There’s no overload here for RequireAuthorization() that takes a policy (because we’re building one) but it can still be altered through the fluent builder i.e.

options.FallbackPolicy = new AuthorizationPolicyBuilder()
      .AddAuthenticationSchemes(
                  JwtBearerDefaults.AuthenticationScheme)
      .RequireAuthenticatedUser()
      .RequireRole("Admin")
      .Build();

Don’t Confuse it with DefaultPolicy

FallBackPolicy is about what to do regarding authorization when it is not explicitly set for a given controller, page, endpoint or action.

DefaultPolicy is the behaviour to follow where authorization is explicitly set for a given controller, page, endpoint or action but no policy has been provided to determine authorization behaviour i.e.

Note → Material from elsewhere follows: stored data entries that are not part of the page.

PR #2624, opened 2016-05-25
make symbol placement information transferrable between workers

mollymerp:
first step in the quest to make cross-source label placement a reality! re: #2516 

next actions: 
- [x] code review @lucaswoj @ansis 
- [x] ~~tests! I have no idea how to do this, so I will spend some time poking around the existing tests and try to crib from those to make sure the correct data is getting transferred.~~ this is basically a refactor, no new functionality to test
- [x] create a process to transfer the `symbol_buffer` data to a new worker where it could be processed together with `symbol_buffers` from other sources using `placeFeatures()` at that time.

also: 
- does it make sense to pass `-1` as the index for the symbolquads that do not exist in a tile?
```js
return this.symbolInstancesBuffer.emplaceBack(
     startGlyphIndex || -1,
     endGlyphIndex || -1,
     iconQuadIndex || -1,
     symbolInstance.x,
     symbolInstance.y,
     symbolInstance.index);
```
- similarly, I was getting symbol buckets that had neither glyphs or icons... why would that be happening? or am I missing something?

### DIFF
--- a/debug/index.html
+++ b/debug/index.html
@@ -71,6 +71,17 @@ map.on('load', function() {
     });
 
     map.addLayer({
+        id: "symbolTest",
+        type: "symbol",
+        source: "composite",
+        "source-layer": "poi_label",
+        layout: {
+            "icon-image":"fast-food-15",
+            "icon-allow-overlap":true
+        }
+    });
+
+    map.addLayer({
         "id": "route",
         "type": "line",
         "source": "geojson",
--- a/debug/index.html
+++ b/debug/index.html
@@ -71,17 +71,6 @@ map.on('load', function() {
     });
 
     map.addLayer({
-        id: "symbolTest",
-        type: "symbol",
-        source: "composite",
-        "source-layer": "poi_label",
-        layout: {
-            "icon-image":"fast-food-15",
-            "icon-allow-overlap":true
-        }
-    });
-
-    map.addLayer({
         "id": "route",
         "type": "line",
         "source": "geojson",
--- a/js/data/bucket/symbol_bucket.js
+++ b/js/data/bucket/symbol_bucket.js
@@ -29,6 +29,8 @@ function SymbolBucket(options) {
     this.showCollisionBoxes = options.showCollisionBoxes;
     this.overscaling = options.overscaling;
     this.collisionBoxArray = options.collisionBoxArray;
+    this.symbolQuadsArray = options.symbolQuadsArray;
+    this.symbolInstancesArray = options.symbolInstancesArray;
 
     this.sdfIcons = options.sdfIcons;
     this.iconsNeedLinear = options.iconsNeedLinear;
@@ -327,6 +329,11 @@ SymbolBucket.prototype.addFeature = function(lines, shapedText, shapedIcon, feat
                         iconBoxScale, iconPadding, iconAlongLine));
         }
     }
+
+    for (var k = 0; k < this.symbolInstances.length; k++) {
+        this.addSymbolInstance(this.symbolInstances[k]);
+    }
+
 };
 
 SymbolBucket.prototype.anchorIsTooClose = function(text, repeatDistance, anchor) {
@@ -558,3 +565,56 @@ function SymbolInstance(anchor, line, shapedText, shapedIcon, layout, addToBuffe
                 shapedIcon, iconBoxScale, iconPadding, iconAlongLine, true);
     }
 }
+
+SymbolBucket.prototype.addSymbolInstance = function(symbolInstance) {
+    var startGlyphIndex, endGlyphIndex, iconQuadIndex;
+    var quads = symbolInstance.glyphQuads ? symbolInstance.glyphQuads : [];
+    for (var i = 0; i < quads.length; i++) {
+        if (i === 0) {
+            startGlyphIndex = this.addSymbolQuad(quads[i]);
+        } else if (i === quads.length - 1) {
+            endGlyphIndex = this.addSymbolQuad(quads[i]);
+        } else {
+            this.addSymbolQuad(quads[i]);
+        }
+    }
+
+    if (symbolInstance.iconQuads && symbolInstance.iconQuads.length === 1) {
+        iconQuadIndex = this.addSymbolQuad(symbolInstance.iconQuads[0]);
+    }
+
+    return this.symbolInstancesArray.emplaceBack(
+        startGlyphIndex || -1,
+        endGlyphIndex || -1,
+        iconQuadIndex || -1,
+        symbolInstance.x,
+        symbolInstance.y,
+        symbolInstance.index);
+
+};
+
+SymbolBucket.prototype.addSymbolQuad = function(symbolQuad) {
+    return this.symbolQuadsArray.emplaceBack(
+        // anchorPoints
+        symbolQuad.anchorPoint.x,
+        symbolQuad.anchorPoint.y,
+        // corners
+        symbolQuad.tl.x,
+        symbolQuad.tl.y,
+        symbolQuad.tr.x,
+        symbolQuad.tr.y,
+        symbolQuad.bl.x,
+        symbolQuad.bl.y,
+        symbolQuad.br.x,
+        symbolQuad.br.y,
+        // texture
+        symbolQuad.tex.h,
+        symbolQuad.tex.w,
+        symbolQuad.tex.x,
+        symbolQuad.tex.y,
+        //angle
+        symbolQuad.angle,
+        // scales
+        symbolQuad.minScale,
+        symbolQuad.maxScale);
+};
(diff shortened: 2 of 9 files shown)


js/data/bucket/symbol_bucket.js
```diff
@@ -29,6 +29,8 @@ function SymbolBucket(options) {
     this.showCollisionBoxes = options.showCollisionBoxes;
     this.overscaling = options.overscaling;
     this.collisionBoxArray = options.collisionBoxArray;
+    this.symbolQuadsBuffer = options.symbolQuadsBuffer;
+    this.symbolInstancesBuffer = options.symbolInstancesBuffer;
```
lucaswoj: Can we call these `Array`s instead of `Buffer`s? We generally use the term `Buffer` exclusively in the context of a WebGL buffer (though I'd like to phase that out too)

js/data/bucket/symbol_bucket.js
```diff
@@ -327,6 +331,12 @@ SymbolBucket.prototype.addFeature = function(lines, shapedText, shapedIcon, feat
                         iconBoxScale, iconPadding, iconAlongLine));
         }
     }
+
+    var addSymbolInstance = this.addSymbolInstance.bind(this);
+    this.symbolInstances.forEach(function(instance) {
+        addSymbolInstance(instance);
+    });
```
lucaswoj: I've found that bound functions are significantly slower than unbound ones. Because this is hot code, I recommend using plain ol `for` loop and calling `this.addSymbolInstance `

js/symbol/symbol_instances.js
```diff
@@ -0,0 +1,37 @@
...
+        { type: 'Int16', name: 'glyphQuadsStart' },
+        { type: 'Int16', name: 'glyphQuadsEnd' },
+        { type: 'Int16', name: 'iconQuadIndex' },
+
+        // each symbolInstance is centered around the anchor point
+        { type: 'Int16', name: 'anchorPointX' },
+        { type: 'Int16', name: 'anchorPointY' },
+
+        // index
+        {type: 'Int8', name: 'index'}
```
lucaswoj: It might be smart to add a note here about how we are using signed types so that we can use `-1` to represent a null value.

js/symbol/symbol_instances.js
```diff
@@ -0,0 +1,37 @@
...
+    ]
+});
+
+util.extendAll(SymbolInstancesArray.prototype.StructType.prototype, {
+    get anchorPoint() {
+        return new Point(this.anchorPointX, this.anchorPointY);
+    }
+});
```
lucaswoj: Injecting methods and accessors into a generated prototype makes me a little nervous. For example, this makes it impossible to serialize a `StructArrayType` to JSON. So long as this accessor is easy to factor out, I would prefer to factor it out.

lucaswoj:
This is looking great! The code is tight and idiomatic. I made a couple superficial comments and am feeling 👍 about the direction here.

js/symbol/symbol_instances.js
mollymerp: yes-- it wasn't a very thoughtful decision to put it in there, I just saw that the method was being added to the `CollisionBoxArray StuctArrayType` so I put it in here as well. Happy to remove if its unnecessary.

lucaswoj: Ah! I missed that. If there's a precedent, no need to remove it. 😄

mollymerp:
getting some interesting rendering test failures 💭 

screen shot 2016-05-25 at 5 36 52 pm

lucaswoj:
Try re-installing `mapbox-gl-test-suite`. I've seen that failure when using v1 tiles with earcut. 

```
rm -rf node_modules/mapbox-gl-test-suite && npm install
```

mollymerp:
Ah yep, that was it @lucaswoj!

ansis:
Looks good

> does it make sense to pass -1 as the index for the symbolquads that do not exist in a tile?

It might be nice to not need a special value for the empty case. Sync the `startGlyphIndex` and `endGlyphIndex` represent a range, there are no elements if both values are the same. For example, if the start index is 52 and the end index is 52 then there are zero things between 52 and 52.

> similarly, I was getting symbol buckets that had neither glyphs or icons... why would that be happening? or am I missing something?

It could be that the tile doesn't have any features matching the bucket's filter.

---

A good next step would be to get rid of the original `symbolInstances` array completely and use the new struct array version in `placeFeatures`

mollymerp:
Update: 
As @ansis suggested, I'm refactoring to allow the total removal of the `symbolInstances` array to remove data duplication. 

[`placeFeatures`](https://github.com/mapbox/mapbox-gl-js/pull/2624/files#diff-621f09c210ab28c3dbf7bc1f0f03c6b2R355) is now being called with the `StructArray` implementation of `symbolInstances` (`symbolInstancesArray`). Labels are being placed but collision detection is not working, so I'm continuing to dig around to figure that out.

mollymerp:
Update: 
As @ansis suggested, I'm refactoring to allow the total removal of the `symbolInstances` array to remove data duplication. 

Seems like the sort function I implemented for the `StructArray` for placement of overlapping symbols isn't working. Also the render tests make me think that tile boundary clipping isn't working as expected.

mollymerp:
I fixed the sort issue, and all but 2 of the remaining render tests pass if I set all the variables in the structArray to `Float32` so I can either update the render tests to match this loss of precision, or keep the floats.

lucaswoj:
What is the downside to setting the anchor point offset variables to `Float32`?

mollymerp:
@lucaswoj I'm not sure what the downside is, but I would guess it has to do with memory usage and/or speed of transfer from worker --> main thread. I ran all the bench marking tests and didn't get any warnings.

The last remaining piece of this puzzle is figuring out why cross-tile collision detection is not working
screen shot 2016-06-03 at 11 15 49 am

mollymerp:
Mmmkk it has something to do with `CollisionTile.grid` or maybe just `CollisionTile` in general? It seems that this branch is creating too many `CollisionTile`s and the `grid` isn't being fully populated? This is what happens when I console  `collisionTile.grid` [here](https://github.com/mapbox/mapbox-gl-js/blob/b3f1bef1249ad620d36366b9289565ce4b56d9ed/js/source/worker_tile.js#L206) for the same debug url:
_master_ 
screen shot 2016-06-03 at 3 39 45 pm

_this branch_
screen shot 2016-06-03 at 3 39 33 pm

mollymerp:
Seems to be an issue with how the `CollisionTile.grid` is being populated. The fully populated `grid`s on this branch have fewer `keys` and `bboxes` than those on `master`. When I console `collisionTile.grid` in the [`done ()`](https://github.com/mapbox/mapbox-gl-js/blob/b3f1bef1249ad620d36366b9289565ce4b56d9ed/js/source/worker_tile.js#L199) function in `WorkerTile` I get very different resultant `grids`:

_master_
screen shot 2016-06-03 at 4 56 22 pm

_this branch_
screen shot 2016-06-03 at 4 56 28 pm

😭

debug/index.html
```diff
@@ -71,6 +71,17 @@
...
+        layout: {
+            "icon-image":"fast-food-15",
+            "icon-allow-overlap":true
+        }
+    });
+
+    map.addLayer({
         "id": "route",
         "type": "line",
         "source": "geojson",
```
lucaswoj: Please revert your changes to this file

js/data/bucket/symbol_bucket.js
```diff
@@ -365,26 +366,28 @@ SymbolBucket.prototype.placeFeatures = function(collisionTile, showCollisionBoxe
     var mayOverlap = layout['text-allow-overlap'] || layout['icon-allow-overlap'] ||
         layout['text-ignore-placement'] || layout['icon-ignore-placement'];
 
-    // Sort symbols by their y position on the canvas so that they lower symbols
+    // Sort symbols by their y position on the canvas so that the lower symbols
```
lucaswoj: Did you intend this change?

js/symbol/symbol_instances.js
```diff
@@ -0,0 +1,72 @@
...
+            cos = Math.cos(angle);
+
+        var sorted = array.sort(function(a, b) {
+            var aRotated = (sin * a.anchorPointX + cos * a.anchorPointY) | 0;
+            var bRotated = (sin * b.anchorPointX + cos * b.anchorPointY) | 0;
+            return (aRotated - bRotated) || (b.index - a.index);
+        });
+
+        return sorted;
+    }
```
lucaswoj: I'm nervous about calling this method  `sort` while its behaviour is so different from `Array#sort` (i.e. this doesn't sort in place and also does a slice operation).

I recommend refactoring this method into `StructArray#toArray(startIndex, endIndex)` and moving the sorting logic to the caller.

endpoints.MapHealthChecks("/health").RequireAuthorization();

vs.

endpoints.MapRazorPages().RequireAuthorization("OurPagePolicy");

The first one would use the DefaultPolicy.

It can be changed in code but out of the box this policy just requires that all users must be authenticated to be authorized.

Method 3: Razor Page Conventions

As the title suggests, this method is only intended for Razor Pages. It might appeal where a single point for globally configuring all authorization in a fluent style is preferred.

In the following example for Startup.cs, we are enforcing authentication from the root folder and then allowing anonymous access to specific folders and pages:

services.AddRazorPages(
        options =>
        {
          options.Conventions.AuthorizeFolder("/")
              .AllowAnonymousToFolder("/Register")
              .AllowAnonymousToPage("/Admin/ForgotPasswordPage");
        });

We could instead have just used options.Conventions.AuthorizeFolder("/") and then added [AllowAnonymous] on any Razor Pages we don’t require authentication on. The key takeaway here is another approach to enforcing a fail secure approach to authentication globally.

Summary

It clearly makes sense in most normal scenarios to set fall-back behaviour globally that requires authentication by default.

This ensures that where authentication is unintentionally omitted from a page or action during future development, we assume authentication is expected rather than none.

We’ve looked at three ways to do this: where unauthenticated behaviour has to be explicitly called out by [AllowAnonymous]; Razor Page conventions; or applying the metadata for AllowAnonymousAttribute directly to an endpoint. All of these have their valid use cases but expect to use method 2 for new Core or .NET 5 work using endpoint routing.